───── Supplied records ─────

PR #218, opened 2023-02-28
Fix data_type example

normanrz:


jstriebel (commented):
Thanks! :+1: Could you also add similar changes in the two other places where the outdated dtype is used, L1005 and L1040? Then my approval counts for mergability, if I add changes myself someone else must approve it, too.

jstriebel (approved):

─────

*Task details*.
Please retype, exactly as written, every line from the line containing "Thanks! :+1: Could" through the last line of the records above, including both of those lines, and nothing else.

*Task response*.
Thanks! :+1: Could you also add similar changes in the two other places where the outdated dtype is used, L1005 and L1040? Then my approval counts for mergability, if I add changes myself someone else must approve it, too.

jstriebel (approved):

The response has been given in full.